Saved data entries
================================
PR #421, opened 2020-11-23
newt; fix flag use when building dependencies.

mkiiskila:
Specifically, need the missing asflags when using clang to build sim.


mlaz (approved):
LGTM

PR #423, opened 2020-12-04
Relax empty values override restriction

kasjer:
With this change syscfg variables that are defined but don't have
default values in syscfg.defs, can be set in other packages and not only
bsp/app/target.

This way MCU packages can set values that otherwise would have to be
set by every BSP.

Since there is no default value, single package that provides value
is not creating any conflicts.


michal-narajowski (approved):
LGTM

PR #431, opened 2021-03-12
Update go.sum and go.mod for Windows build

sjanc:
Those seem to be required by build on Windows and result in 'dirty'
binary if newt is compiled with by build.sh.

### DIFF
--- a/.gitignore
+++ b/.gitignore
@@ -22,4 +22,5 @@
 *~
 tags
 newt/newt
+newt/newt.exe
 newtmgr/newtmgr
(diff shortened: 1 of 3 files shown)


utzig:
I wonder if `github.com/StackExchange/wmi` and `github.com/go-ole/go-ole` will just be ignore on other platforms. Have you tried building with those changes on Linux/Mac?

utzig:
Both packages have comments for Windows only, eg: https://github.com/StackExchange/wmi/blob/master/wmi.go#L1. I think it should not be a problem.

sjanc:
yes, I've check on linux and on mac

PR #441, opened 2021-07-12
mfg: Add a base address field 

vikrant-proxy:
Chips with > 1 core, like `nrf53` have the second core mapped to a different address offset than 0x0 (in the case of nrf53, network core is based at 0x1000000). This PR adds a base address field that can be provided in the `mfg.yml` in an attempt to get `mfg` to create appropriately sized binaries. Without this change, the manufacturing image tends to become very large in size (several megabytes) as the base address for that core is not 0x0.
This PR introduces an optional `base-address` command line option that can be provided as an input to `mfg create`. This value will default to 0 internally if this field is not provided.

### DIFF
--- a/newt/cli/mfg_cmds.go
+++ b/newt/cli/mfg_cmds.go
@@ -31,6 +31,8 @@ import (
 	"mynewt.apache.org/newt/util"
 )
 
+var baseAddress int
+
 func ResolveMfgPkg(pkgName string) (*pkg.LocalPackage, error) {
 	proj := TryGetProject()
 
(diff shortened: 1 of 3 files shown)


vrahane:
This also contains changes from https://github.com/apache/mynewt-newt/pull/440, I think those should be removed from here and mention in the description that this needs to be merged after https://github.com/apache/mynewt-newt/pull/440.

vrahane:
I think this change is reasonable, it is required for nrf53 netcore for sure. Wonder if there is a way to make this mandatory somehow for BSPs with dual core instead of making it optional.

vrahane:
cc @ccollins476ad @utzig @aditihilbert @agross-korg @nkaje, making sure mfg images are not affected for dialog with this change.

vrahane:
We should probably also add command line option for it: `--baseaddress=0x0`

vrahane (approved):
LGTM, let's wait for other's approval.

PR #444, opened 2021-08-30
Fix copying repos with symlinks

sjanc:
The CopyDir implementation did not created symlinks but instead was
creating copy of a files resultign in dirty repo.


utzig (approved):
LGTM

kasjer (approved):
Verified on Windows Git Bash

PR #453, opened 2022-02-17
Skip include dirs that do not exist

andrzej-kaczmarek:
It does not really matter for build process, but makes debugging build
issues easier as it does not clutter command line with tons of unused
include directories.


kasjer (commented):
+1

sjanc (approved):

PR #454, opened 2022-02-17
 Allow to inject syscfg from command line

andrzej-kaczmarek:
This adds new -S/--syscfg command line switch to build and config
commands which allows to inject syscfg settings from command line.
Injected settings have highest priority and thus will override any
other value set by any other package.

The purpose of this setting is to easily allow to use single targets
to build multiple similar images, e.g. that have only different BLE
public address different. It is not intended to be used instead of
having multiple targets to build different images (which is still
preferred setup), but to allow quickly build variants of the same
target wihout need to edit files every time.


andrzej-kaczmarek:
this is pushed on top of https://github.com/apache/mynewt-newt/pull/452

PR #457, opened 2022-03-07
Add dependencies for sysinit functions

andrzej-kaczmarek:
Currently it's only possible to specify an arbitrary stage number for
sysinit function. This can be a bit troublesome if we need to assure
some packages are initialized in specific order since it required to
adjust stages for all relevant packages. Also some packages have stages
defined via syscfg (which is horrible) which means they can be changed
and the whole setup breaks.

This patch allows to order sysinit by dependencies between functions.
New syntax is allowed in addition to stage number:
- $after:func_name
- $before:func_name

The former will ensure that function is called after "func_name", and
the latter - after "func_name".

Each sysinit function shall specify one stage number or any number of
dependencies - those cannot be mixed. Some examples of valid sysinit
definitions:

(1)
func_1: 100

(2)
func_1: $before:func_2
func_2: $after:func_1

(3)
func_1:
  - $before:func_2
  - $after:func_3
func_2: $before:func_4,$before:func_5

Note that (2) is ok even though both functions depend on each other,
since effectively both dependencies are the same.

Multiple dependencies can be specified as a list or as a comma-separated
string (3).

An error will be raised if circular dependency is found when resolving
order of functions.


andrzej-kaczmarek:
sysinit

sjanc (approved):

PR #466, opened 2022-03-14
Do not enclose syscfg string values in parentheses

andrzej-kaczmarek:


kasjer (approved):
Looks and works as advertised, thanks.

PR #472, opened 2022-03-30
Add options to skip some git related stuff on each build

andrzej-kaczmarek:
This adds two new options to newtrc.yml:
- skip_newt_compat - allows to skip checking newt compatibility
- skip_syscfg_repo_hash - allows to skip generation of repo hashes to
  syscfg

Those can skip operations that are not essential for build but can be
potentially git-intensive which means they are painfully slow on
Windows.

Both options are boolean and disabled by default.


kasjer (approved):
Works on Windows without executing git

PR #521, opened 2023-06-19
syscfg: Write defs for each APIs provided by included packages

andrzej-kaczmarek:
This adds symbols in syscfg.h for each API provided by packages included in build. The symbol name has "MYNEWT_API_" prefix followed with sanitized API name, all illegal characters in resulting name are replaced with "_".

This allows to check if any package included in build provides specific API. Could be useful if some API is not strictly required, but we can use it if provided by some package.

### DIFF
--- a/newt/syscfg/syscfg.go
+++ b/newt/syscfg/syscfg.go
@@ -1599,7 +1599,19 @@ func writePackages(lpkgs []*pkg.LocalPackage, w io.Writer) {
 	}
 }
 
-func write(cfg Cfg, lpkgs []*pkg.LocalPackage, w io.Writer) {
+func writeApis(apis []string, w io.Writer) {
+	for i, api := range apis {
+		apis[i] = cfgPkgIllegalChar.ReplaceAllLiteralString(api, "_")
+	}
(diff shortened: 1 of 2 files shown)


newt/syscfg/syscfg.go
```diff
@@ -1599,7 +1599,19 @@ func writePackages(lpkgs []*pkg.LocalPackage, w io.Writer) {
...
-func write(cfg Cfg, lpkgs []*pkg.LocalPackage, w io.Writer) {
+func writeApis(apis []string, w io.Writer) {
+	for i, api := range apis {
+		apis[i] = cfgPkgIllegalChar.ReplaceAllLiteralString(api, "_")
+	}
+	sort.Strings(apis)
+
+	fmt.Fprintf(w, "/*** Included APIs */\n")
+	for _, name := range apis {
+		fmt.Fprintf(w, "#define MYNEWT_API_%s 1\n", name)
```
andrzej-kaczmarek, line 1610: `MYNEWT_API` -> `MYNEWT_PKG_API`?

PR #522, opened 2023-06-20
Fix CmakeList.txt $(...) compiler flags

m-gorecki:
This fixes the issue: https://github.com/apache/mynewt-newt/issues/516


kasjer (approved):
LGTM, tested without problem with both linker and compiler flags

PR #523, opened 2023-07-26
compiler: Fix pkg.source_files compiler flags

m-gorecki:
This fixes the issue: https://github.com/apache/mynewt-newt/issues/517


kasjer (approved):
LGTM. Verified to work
================================
Exercise aim: List every line above that holds the word "sysinit".

Written answer:
Add dependencies for sysinit functions
sysinit function. This can be a bit troublesome if we need to assure
This patch allows to order sysinit by dependencies between functions.
Each sysinit function shall specify one stage number or any number of
dependencies - those cannot be mixed. Some examples of valid sysinit
sysinit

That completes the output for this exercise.